Your instructions ->
Word for word, return the lines from the start of the entries below through the line that has "Implement a blanket".

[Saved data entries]
::::

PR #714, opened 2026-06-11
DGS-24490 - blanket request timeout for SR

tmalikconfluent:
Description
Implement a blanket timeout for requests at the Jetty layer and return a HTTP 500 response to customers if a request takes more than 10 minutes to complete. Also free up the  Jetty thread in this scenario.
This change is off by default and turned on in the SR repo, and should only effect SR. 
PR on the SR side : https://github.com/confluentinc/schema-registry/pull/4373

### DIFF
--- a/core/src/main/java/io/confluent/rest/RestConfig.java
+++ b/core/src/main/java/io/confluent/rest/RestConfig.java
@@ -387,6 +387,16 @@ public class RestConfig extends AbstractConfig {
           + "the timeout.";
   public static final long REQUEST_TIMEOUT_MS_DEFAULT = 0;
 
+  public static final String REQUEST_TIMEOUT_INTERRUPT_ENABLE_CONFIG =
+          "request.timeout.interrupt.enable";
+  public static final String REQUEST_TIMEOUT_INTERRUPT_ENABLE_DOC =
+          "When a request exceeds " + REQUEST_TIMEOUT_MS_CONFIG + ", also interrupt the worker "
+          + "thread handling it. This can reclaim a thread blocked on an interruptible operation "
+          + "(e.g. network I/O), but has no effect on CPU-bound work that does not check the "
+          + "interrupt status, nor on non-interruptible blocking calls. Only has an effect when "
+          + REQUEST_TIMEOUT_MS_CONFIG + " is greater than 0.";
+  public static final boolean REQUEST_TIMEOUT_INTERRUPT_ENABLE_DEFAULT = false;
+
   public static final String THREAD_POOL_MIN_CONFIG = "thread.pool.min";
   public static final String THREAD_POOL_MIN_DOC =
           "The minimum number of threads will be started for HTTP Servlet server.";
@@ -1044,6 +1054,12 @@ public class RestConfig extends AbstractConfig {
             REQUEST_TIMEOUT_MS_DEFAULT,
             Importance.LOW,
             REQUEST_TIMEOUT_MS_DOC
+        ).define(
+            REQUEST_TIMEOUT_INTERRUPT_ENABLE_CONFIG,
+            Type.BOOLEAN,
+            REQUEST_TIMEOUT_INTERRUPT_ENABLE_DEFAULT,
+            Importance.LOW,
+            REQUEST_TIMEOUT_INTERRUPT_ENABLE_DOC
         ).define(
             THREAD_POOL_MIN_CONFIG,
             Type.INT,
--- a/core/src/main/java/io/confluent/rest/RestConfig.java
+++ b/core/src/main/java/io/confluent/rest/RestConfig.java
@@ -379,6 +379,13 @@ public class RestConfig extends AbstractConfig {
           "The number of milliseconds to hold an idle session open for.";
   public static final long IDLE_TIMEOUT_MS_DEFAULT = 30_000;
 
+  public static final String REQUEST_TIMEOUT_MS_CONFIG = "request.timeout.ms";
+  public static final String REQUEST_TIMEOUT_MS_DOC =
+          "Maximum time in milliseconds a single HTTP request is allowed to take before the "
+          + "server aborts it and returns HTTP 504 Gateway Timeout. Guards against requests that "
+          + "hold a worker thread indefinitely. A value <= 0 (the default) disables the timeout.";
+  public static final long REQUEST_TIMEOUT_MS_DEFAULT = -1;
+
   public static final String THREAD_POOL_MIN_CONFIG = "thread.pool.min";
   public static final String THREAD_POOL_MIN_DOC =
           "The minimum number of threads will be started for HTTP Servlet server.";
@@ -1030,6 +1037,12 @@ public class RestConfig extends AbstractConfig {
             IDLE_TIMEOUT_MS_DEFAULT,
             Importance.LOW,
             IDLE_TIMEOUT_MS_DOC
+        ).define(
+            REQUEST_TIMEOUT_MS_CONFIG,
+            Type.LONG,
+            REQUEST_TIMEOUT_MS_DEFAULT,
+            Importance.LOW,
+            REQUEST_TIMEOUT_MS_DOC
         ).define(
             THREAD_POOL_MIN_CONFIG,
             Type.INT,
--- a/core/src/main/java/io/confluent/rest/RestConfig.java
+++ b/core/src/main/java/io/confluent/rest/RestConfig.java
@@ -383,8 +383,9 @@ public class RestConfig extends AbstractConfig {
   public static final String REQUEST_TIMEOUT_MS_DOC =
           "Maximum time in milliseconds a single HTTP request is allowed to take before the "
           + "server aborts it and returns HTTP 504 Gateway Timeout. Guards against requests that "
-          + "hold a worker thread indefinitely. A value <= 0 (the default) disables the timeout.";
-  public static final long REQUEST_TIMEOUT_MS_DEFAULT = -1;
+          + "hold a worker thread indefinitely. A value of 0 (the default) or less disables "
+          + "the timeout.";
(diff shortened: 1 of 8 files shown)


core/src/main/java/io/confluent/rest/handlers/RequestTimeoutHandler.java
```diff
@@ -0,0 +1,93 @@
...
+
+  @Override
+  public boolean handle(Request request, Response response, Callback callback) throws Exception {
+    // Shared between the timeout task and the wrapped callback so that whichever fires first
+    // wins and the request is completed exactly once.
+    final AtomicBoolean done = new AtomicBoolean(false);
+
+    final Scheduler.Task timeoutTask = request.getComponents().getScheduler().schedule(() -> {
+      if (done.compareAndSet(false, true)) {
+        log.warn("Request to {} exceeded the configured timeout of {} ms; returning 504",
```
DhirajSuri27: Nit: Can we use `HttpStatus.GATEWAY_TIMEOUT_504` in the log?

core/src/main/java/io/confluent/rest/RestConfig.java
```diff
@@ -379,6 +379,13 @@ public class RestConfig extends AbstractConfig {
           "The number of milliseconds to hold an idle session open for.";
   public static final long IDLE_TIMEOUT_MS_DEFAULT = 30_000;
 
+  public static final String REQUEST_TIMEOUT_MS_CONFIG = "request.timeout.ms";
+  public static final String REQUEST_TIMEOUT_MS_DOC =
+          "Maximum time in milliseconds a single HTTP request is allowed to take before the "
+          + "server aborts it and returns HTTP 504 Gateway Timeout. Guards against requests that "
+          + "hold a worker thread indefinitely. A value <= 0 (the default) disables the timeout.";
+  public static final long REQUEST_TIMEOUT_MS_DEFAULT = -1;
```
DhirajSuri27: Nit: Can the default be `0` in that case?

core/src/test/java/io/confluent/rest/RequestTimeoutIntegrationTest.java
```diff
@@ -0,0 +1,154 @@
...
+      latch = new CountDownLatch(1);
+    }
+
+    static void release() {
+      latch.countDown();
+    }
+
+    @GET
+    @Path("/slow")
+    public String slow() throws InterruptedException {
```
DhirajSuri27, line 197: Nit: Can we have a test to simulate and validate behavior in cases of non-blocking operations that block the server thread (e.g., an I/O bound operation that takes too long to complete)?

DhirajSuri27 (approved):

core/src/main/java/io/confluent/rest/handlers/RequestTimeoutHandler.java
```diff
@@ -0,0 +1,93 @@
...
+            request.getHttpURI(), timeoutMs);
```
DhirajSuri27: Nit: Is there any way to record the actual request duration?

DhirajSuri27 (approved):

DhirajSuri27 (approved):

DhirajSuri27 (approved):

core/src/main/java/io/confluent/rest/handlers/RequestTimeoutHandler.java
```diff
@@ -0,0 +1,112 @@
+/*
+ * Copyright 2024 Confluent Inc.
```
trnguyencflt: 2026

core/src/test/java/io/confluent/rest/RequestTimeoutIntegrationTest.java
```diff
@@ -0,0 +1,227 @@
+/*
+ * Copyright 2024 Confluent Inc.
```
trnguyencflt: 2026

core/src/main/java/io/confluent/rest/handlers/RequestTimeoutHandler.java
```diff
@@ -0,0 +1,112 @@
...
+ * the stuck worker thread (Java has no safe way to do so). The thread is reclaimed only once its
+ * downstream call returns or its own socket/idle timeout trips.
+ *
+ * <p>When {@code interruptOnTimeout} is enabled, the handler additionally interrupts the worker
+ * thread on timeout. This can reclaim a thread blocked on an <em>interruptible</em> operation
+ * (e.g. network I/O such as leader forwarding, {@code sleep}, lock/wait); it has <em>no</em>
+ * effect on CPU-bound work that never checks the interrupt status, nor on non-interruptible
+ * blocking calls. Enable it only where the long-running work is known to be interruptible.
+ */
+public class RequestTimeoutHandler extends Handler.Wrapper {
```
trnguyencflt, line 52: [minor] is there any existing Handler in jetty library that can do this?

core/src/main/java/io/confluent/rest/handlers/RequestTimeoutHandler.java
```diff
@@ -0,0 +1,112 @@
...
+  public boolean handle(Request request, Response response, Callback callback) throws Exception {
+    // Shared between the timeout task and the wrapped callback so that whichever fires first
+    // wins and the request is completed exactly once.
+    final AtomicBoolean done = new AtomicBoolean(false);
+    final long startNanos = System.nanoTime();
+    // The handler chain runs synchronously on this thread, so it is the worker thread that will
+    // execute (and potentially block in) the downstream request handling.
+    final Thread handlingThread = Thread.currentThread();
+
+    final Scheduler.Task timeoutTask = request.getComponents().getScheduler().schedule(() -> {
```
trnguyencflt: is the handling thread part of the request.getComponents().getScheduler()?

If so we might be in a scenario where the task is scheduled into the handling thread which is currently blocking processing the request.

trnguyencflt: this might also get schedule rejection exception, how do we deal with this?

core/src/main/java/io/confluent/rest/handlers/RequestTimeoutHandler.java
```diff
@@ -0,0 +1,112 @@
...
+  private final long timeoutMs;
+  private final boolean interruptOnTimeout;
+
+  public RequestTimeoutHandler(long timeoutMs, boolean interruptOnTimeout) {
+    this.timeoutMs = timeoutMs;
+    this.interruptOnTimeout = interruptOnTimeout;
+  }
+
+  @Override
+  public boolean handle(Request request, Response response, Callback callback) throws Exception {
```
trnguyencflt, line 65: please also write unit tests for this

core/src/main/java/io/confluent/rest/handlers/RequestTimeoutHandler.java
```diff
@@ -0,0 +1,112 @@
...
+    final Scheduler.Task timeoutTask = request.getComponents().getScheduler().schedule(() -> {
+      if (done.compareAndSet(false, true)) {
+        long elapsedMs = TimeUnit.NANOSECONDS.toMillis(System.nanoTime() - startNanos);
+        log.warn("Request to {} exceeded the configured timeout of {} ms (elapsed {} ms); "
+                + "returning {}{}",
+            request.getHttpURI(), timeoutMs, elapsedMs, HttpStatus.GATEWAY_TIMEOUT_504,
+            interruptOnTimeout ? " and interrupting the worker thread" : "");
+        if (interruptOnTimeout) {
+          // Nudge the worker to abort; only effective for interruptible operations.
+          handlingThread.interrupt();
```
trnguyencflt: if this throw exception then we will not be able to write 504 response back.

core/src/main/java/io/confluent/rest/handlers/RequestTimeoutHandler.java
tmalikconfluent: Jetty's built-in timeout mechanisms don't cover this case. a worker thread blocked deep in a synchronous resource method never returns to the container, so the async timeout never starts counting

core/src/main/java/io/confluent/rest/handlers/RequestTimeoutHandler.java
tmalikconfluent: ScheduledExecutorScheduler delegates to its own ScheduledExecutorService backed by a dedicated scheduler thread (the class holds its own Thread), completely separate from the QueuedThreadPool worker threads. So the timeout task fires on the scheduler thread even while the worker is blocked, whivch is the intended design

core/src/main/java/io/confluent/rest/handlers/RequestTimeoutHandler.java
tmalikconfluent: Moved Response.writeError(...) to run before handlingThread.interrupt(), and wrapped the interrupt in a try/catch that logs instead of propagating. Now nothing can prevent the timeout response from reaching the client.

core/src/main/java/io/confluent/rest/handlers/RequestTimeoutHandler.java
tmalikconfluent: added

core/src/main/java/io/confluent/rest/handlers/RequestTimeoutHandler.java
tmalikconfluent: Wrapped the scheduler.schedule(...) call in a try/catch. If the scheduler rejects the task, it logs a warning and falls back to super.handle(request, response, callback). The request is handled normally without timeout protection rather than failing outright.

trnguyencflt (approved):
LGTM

::::

Response for this exercise ->
PR #714, opened 2026-06-11
DGS-24490 - blanket request timeout for SR

tmalikconfluent:
Description
Implement a blanket timeout for requests at the Jetty layer and return a HTTP 500 response to customers if a request takes more than 10 minutes to complete. Also free up the  Jetty thread in this scenario.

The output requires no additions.